The technique holds out the prospect of scientists being able to collect amniotic fluid at birth to be stored until needed at a later date if a patient develops kidney disease.
The patient's own amniotic fluid cells can then be used as the base for creating a new kidney.
Using the patient's own cells will, in theory, also end the problem of rejection that arises when an organ from a deceased donor is used.
Almost 7,000 people in the UK are currently on the waiting list for a new kidney, and demand for the organs is expected to grow as the average life expectancy increases.
• Analysis: Professor James Neuberger
Patients' groups describe the use of stem cell technology as the "holy grail" that promises to reduce the shortage of several types of organs.

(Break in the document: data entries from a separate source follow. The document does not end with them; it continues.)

PR #839, opened 2017-04-17
Added RemoteEndpoint/PolicyRule notifications in netplugin for VPP driver

gkvijay:


drivers/ovsdriver.go
```diff
@@ -556,6 +556,19 @@ func (d *OvsDriver) DeleteEndpoint(id string) error {
 	return nil
 }
 
+// CreateRemoteEndpoint creates a remote endpoint by named identifier
+func (d *OvsDriver) CreateRemoteEndpoint(id string) error {
+
+	log.Info("OVS driver ignoring remote EP create as it uses its own EP sync")
```
unclejack: Shouldn't this just return nil and not log anything?

gkvijay: This was added for debugging. I will change it to log.Debug .

netplugin/agent/state_event.go
```diff
@@ -446,6 +481,41 @@ func processSvcProviderUpdEvent(netPlugin *plugin.NetPlugin, svcProvider *master
 	return nil
 }
 
+// processPolicyRuleState updates policy rule state
+func processPolicyRuleState(netPlugin *plugin.NetPlugin, opts core.InstanceInfo, ruleID string, isDelete bool) error {
+	netPlugin.Lock()
+	defer func() { netPlugin.Unlock() }()
```
dseevr: This is usually written as just

```go
defer netPlugin.Unlock()
```
No need for an anonymous function

netmaster/mastercfg/policyState.go
```diff
@@ -293,6 +293,13 @@ func (gp *EpgPolicy) createOfnetRule(rule *contivModel.Rule, dir string) (*ofnet
 		return nil, err
 	}
 
+	// Send AddRule to netplugin agents
+	err = addPolicyRuleState(ofnetRule)
```
dseevr: When return values are not used outside of the `if` statement immediately following a function call, it's convention to write it like this to avoid putting the variables into the function scope at all:

```go
if err := some_func(); err != nil {
   // err exists here but not in the scope of the function this code is in
}
```

This also means you don't have to worry about using `:=` or `=` in the assignment.  You can always use `:=`

`processStateEvent()` in `state_event.go` has some examples of doing it with multiple return values

netmaster/mastercfg/policyRuleState.go
```diff
@@ -0,0 +1,84 @@
+/***
+Copyright 2014 Cisco Systems Inc. All rights reserved.
```
dseevr: 2017 :smile:

netplugin/agent/state_event.go
```diff
@@ -250,6 +252,39 @@ func processEpState(netPlugin *plugin.NetPlugin, opts core.InstanceInfo, epID st
 	return err
 }
 
+// processRemoteEpState updates endpoint state
+func processRemoteEpState(netPlugin *plugin.NetPlugin, opts core.InstanceInfo, epCfg *mastercfg.CfgEndpointState, isDelete bool) error {
+	// take a lock to ensure we are programming one event at a time.
+	netPlugin.Lock()
+	defer func() { netPlugin.Unlock() }()
```
dseevr: here too

netplugin/agent/state_event.go
```diff
@@ -250,6 +252,39 @@ func processEpState(netPlugin *plugin.NetPlugin, opts core.InstanceInfo, epID st
...
+
+	if !checkRemoteHost(epCfg.VtepIP, epCfg.HomingHost, opts.HostLabel) {
+		// Skip local endpoint update, as they are handled directly in dockplugin
+		return nil
+	}
+
+	var err error
```
dseevr: this var can be completely removed if you switch the err checks to be inline in the `if` statements

netplugin/agent/state_event.go
gkvijay: made this change

netplugin/agent/state_event.go
gkvijay: var removed and used ':' in each block

netplugin/agent/state_event.go
gkvijay: Done.

netmaster/mastercfg/policyRuleState.go
gkvijay: Updated to 2017

netmaster/mastercfg/policyState.go
gkvijay: In this particular case, remoteEpgID has a function scope and using ':' for err will cause remoteEpgID also to be block scoped and hence I used the var. I agree with your suggestion for boolean checks (esp for map access and the processStateEvent example), but for explicit err value checks we should not enforce this rule. For code readability I feel its better to split it into multiple lines.

dseevr: Up to you whether to follow it or not, but inline error/ok checks are convention in Go code (and in the Go compiler + stdlib's code).  Our projects seem to follow it about half of the time 😄

PR #840, opened 2017-04-18
Fix issue 422

mhrobinson:
Fix tab not working for all the commands

Signed-off-by: Mike Robinson <mikerob@cisco.com>

### DIFF
--- a/scripts/contrib/completion/bash/netctl
+++ b/scripts/contrib/completion/bash/netctl
@@ -1,11 +1,19 @@
-#! /bin/bash
+#!/bin/bash
 
 GLOBAL_COMMANDS="\
-    group\
-    network\
-    tenant\
-    policy\
+    aci-gw\
+    app-profile\
+    bgp\
+    endpoint\
+    external-contracts\
     global\
+    group\
+    netprofile\
+    network\
+    policy\
+    service\
+    tenant\
+    version\
     help"
 
 GLOBAL_OPTIONS="\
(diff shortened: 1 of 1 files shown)


mhrobinson:
Currently extending the fix to include auto completion for all the command options as well.

scripts/contrib/completion/bash/netctl
```diff
@@ -1,11 +1,19 @@
...
     network\
     tenant\
     policy\
+    external-contracts\
     global\
+    aci-gw\
+    bgp\
+    app-profile\
+    service\
     help"
```
rchirakk: Can you keep this list sorted ?

dseevr: This is actually the current order of the command output from `netctl --help`

We need to reorder the `Commands` array in `netctl/commands.go`, too.

mhrobinson: Should we re-order bash/netctl and netctl/commands.go in a separate fix after this to keep this diff readable?

dseevr: That sounds good.  You weren't included in that "we" FYI.  That's our problem  😄

mhrobinson:
Updated the diff to include completion for all the command options as well.

scripts/contrib/completion/bash/netctl
rchirakk: ```>>re-order netctl/commands.go ```
done, https://github.com/contiv/netplugin/pull/848

mhrobinson: The completion script automatically sorts the completions when it displays them, the same as your above fix for the help.  So unless we re-order commands.go, it seems to make sense to leave this script in the original matching order.  All the bash functions in the script are also laid out the original order, so ideally we would then need to alphabetize the entire file.

```text
[vagrant@netplugin-node1 netplugin]$ netctl 
aci-gw              external-contracts  netprofile          tenant
app-profile         global              network             version
bgp                 group               policy              
endpoint            help                service             
```

rchirakk: A sorted list would be easier to compare with netctl --help to check missing  commands

mhrobinson: That is a valid point. :)  I've re-ordered the command lists in the completion script to match the help output.

mhrobinson:
Updated the diff to re-order the completion script command lists to match the help output.

PR #847, opened 2017-04-21
install/v2plugin/Dockerfile: remove maintainer

unclejack:
The `MAINTAINER` instruction is being deprecated in Docker. This means we should also remove it from our Dockerfiles.


gaurav-dalvi:
LGTM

Last week, Japanese scientists managed to "grow" a retina in the laboratory from stem cells for the first time, while American researchers announced that artificial hearts, also created from stem cells, could be beating within weeks.
The Edinburgh researchers are at the forefront of a global attempt to use stem cells culled from amniotic fluid to create new human kidneys.

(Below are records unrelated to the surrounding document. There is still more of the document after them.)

PR #848, opened 2017-04-21
sort netctl command names in help

rchirakk:


netctl/netctl/main.go
```diff
@@ -2,16 +2,25 @@ package main
...
+
+func (a byName) Len() int           { return len(a) }
+func (a byName) Swap(i, j int)      { a[i], a[j] = a[j], a[i] }
+func (a byName) Less(i, j int) bool { return a[i].Name < a[j].Name }
+
 func main() {
 	app := cli.NewApp()
 	app.Flags = netctl.NetmasterFlags
 	app.Version = "\n" + version.String()
+	// use sort.Slice() in go1.8
```
gaurav-dalvi: wouldn't it break backward compatibility with earlier golang version ?

rchirakk: we can bump up the min. go version requirement to 1.8

unclejack: @rchirakk: We're not going to upgrade soon.

dseevr: Go 1.8.0 was a disastrous release with many bugs so I'd vote for skipping it 😄

rchirakk: @unclejack @dseevr how is 1.8.1.
The  comment in the code was to point that this PR can be 
changed to a single line in > go-1.8

dseevr: @rchirakk Yeah, that makes sense.  I might even make it a `TODO` so it's easier to find.

Based on the [bugs being fixed for 1.8.2](https://github.com/golang/go/milestone/54), it seems like 1.8.1 was an okay release

Issue #859, opened 2017-04-28
netctl group inspect -j creates invalid json


riffraff169:
Output includes the line:
Inspeting endpointGroup: epgA tenant: TestTenant
which (ignoring spelling error), makes the resulting json output invalid.  Removing this line makes it json parsing work.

Physiologist Jamie Davies, a professor of experimental anatomy at the university, said: "The idea is to start with human stem cells and end up with a functioning organ. If you have got a bunch of stem cells sitting in a test tube, that is a long way from being a beautifully, anatomically organised organ like a kidney which is quite a complicated structure. So we are working on how you turn cells floating about in liquid into something as precisely arranged as a kidney.

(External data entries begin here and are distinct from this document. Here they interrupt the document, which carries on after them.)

PR #861, opened 2017-04-28
Removing non-json text because it creates invalid json output

### LINKED ISSUE #859: netctl group inspect -j creates invalid json

riffraff169:
Fixes #859

### DIFF
--- a/netctl/netctl.go
+++ b/netctl/netctl.go
@@ -163,8 +163,6 @@ func inspectPolicy(ctx *cli.Context) {
 	tenant := ctx.String("tenant")
 	policy := ctx.Args()[0]
 
-	fmt.Printf("Inspecting policy: %s tenant: %s\n", policy, tenant)
-
 	pol, err := getClient(ctx).PolicyInspect(tenant, policy)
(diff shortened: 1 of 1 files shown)


netctl/netctl.go
```diff
@@ -65,7 +65,7 @@ func inspectPolicy(ctx *cli.Context) {
 	tenant := ctx.String("tenant")
 	policy := ctx.Args()[0]
 
-	fmt.Printf("Inspeting policy: %s tenant: %s\n", policy, tenant)
```
rchirakk: import log package

dseevr: LOL.  Nice catch.

dseevr:
Actually, why don't we just delete these lines?

If I type `netctl policy inspect ...`, printing "inspecting policy" doesn't really add any value, and as we've seen it breaks the expectation that the output is JSON

Issue #844, opened 2017-04-20
Avoid spurious endpointUpdates to master


jojimt:
Current implementation of Docker events handling can result in spurious updates being sent to netmaster. Appropriate filtering must be applied before sending the update. Additionally, it may be better to avoid listening to docker events directly when it is not necessary.

PR #868, opened 2017-05-04
process docker events only when lb services exist

rchirakk:
lb services are only interested in docker events
so process it only when lb services exist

"We have made pretty good progress with that. We can make something that has the complexity of a normal, foetal kidney but not an adult one yet."
To get to the stage where transplants into humans may be possible, research teams in Scotland and the US have been working on the different techniques required.
A team in Michigan has taken embryonic stem cells and manipulated them, using chemicals, to become kidney stem cells.
Using a related technique, the scientists in Edinburgh, working with colleagues in Austria, were able to create human kidney cells from human amniotic fluid stem cells combined with animal foetal kidney cells.
In a paper published last month in the journal Organogenesis, the scientists now want to work out what signals are being passed between the two cell types to make them become kidneys, so they can achieve the same result using only human amniotic stem cells.
The next challenge will be to transplant the kidney into a human. . A team in St Louis in the US has already shown that it is possible to transplant a foetal kidney into an adult animal and for it to grow and function properly.
Davies predicts that the technology could be ready for testing in humans in around ten years. Researchers hope to be able to use a patient's own cells, to reduce the risk of an organ being rejected.
This would involve perfecting the technique to use cells from amniotic fluid collected at birth. "We already know that stem cells that come from amniotic fluid are quite good at making kidneys," Davies said.
"At the moment we throw amniotic fluid away when babies are born. But if we kept it and froze down the stem cells of everybody born in the UK, there would be cells that could build kidneys waiting for them, frozen, in case they ever needed them.
"It wouldn't be that expensive. It sounds a bit like science fiction-like, but actually it's not. Freezing a few cells is cost-effective compared with the cost of keeping someone on dialysis for years."
After growing a bespoke kidney in the laboratory, the organ could then be implanted in a patient's body and allowed to grow for a year or more before it was able to take on the functions of the kidney.
Tim Statham, the chief executive of the National Kidney Federation, described the research as "very exciting".
"We have a policy to encourage stem cell research because for us it is the holy grail," he said. "We have a desperate shortage of both living organs and deceased organs. There simply are not enough to go around and every year 3,000 kidney patients die on dialysis, of whom 400 are on the kidney transplant waiting list."